Self-actualisation and experience are key drivers and present brands with an opportunity to encourage trade up. They’re interested in the world around them, have computers at home and read broadsheets (42% regularly).
They want brands to offer experience and sophistication – more than the basics. While Celebrators were the most financially confident, pension falls mean this once cash-rich typology may have the most to lose in the current climate.
This group (13%) are younger and they’re fighting the ageing process much harder than other segments. They’re 50-60 yrs, working, and the typology most likely to be divorced (24%). They refuse to get older or conform to the stereotype of an older person. In fact they can be in denial of their age, with high use of cosmetics, pharmaceutical products and cosmetic surgery.
They take up pursuits like backpacking or waterskiing that allow them to still feel like a player in a youth-focussed world.
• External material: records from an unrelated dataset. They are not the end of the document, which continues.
PR #7023, opened 2026-03-16
Integrate Project model into loader and decompose into composable stages

ryancbahan:

PR #7022 introduced the `Project` and `ActiveConfig` domain models, but nothing consumed them  (the loader still ran its own filesystem discovery, constructed `AppConfigurationState` as an intermediate, and threaded the entire previous `AppInterface` through reloads). This PR wires the new models into the loading pipeline and uses that as leverage to decompose the monolithic `loadApp` into composable stages with narrow interfaces.

**Decomposes the loader into three explicit stages:**

- `getAppConfigurationContext(dir, configName)` → `{project, activeConfig}` — discovery only, no parsing or state construction
- `loadAppFromContext({project, activeConfig, specifications, …})` → `AppInterface` — validation and assembly, for callers that already hold a Project
- `loadApp({directory, configName, …})` — thin wrapper composing the two above

**[Interim state] Replaces** **`previousApp`** **with narrow** **`ReloadState`:**

Instead of threading the entire `AppLinkedInterface` through reloads (just to read 2 fields), `reloadApp` now constructs a `ReloadState` with only `extensionDevUUIDs: Map<string, string>` and `previousDevURLs`. This is a step change away from broad state passing/mutation, but needs more consideration on "permanent home" as we continue to decompose functionality. 

**Updates all consumers:**

- `linkedAppContext` uses `activeConfig.isLinked` and `activeConfig.file.content` directly instead of going through `AppConfigurationState`
- `link()` returns `{remoteApp, configFileName, configuration}` — drops `state` from its return type
- `use()` reads `activeConfig.file.content` instead of calling `loadAppConfiguration`
- `loadConfigForAppCreation` uses `activeConfig` and `project.directory` directly

**Removes dead code (-400 lines):**

`AppConfigurationState`, `AppConfigurationStateBasics`, `toAppConfigurationState`, `loadAppConfigurationFromState`, `loadAppUsingConfigurationState`, `loadAppConfiguration`, `getAppConfigurationState`, `getAppDirectory`, `loadDotEnv`, `loadHiddenConfig`, `findWebConfigPaths`, `loadWebsForAppCreation`, `getConfigurationPath` (de-exported)

### How to test your changes?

Concerned about their finances, they have the most personal debt and are often revolving on credit cards.
They have been forced to make significant compromises and changes to their behaviours to weather the storm. They have made cutbacks on household cleaning and laundry products and everyday food items in order to ensure the disposable income is available for the latest technologies, stylish cars, fashion and socialising.
This final group (14%) are the youngest segment, 55% are ABC1 and 71% are still working. They are active players in the economic life of society, still on the treadmill of earning and not yet free of responsibilities. A third still have dependent kids at home, and can also be caring for elderly parents.
They are focussed on the here and now and making the best of their everyday lives. They were the first generation to grow up in an age of sophisticated marketing and advertising messages, and have a more consumerist attitude and outlook than other cohorts.
Ethical purchasing decisions are important to Treadmillers, they want to make a difference through their choices (31% feel guilty about what their generation has done to the planet and 35% buy fairtrade wherever possible). The recession represents the threat of compromise for Treadmillers, with the prospect of working longer and having to make unwanted compromises on their ethical and luxury consumption.
That said, attitudinally the over 50s can respond well to the recession adopting a ‘We’ve dealt with this before and we’ll do it again’ mindset. They feel calmer about the crisis than other lifestages and are more confident they will find ways to cut back if needs be.
Some of the themes to emerge include that more planning and thought is going into decision making across categories, greater use of the internet to research products and brands
Over 50s are switched on to deals and offers with more than half (53%) making sure they always have their eye out for a bargain. But they interrogate offers more than ever, are cynical when one feels too good to be true and avoid offers that seem wasteful.
They also take longer to search for durable goods and negotiate harder at POS, more tough negotiator than meek and mild older shopper.
“Brands need to explore and understand how over 50s consumers are redefining value in the face of the economic crisis: the meaning of value is changing across typologies,” said a spokesperson.
“Our sense is that brands that create a positive narrative around this lifestage and who demonstrate they understand the new value dynamic will be rewarded in the upturn.”
They added, “And perhaps we should rethink the idea of over 50s as loyal consumers who are difficult to shift from engrained habit – only one in five stick to brands they know and trust.”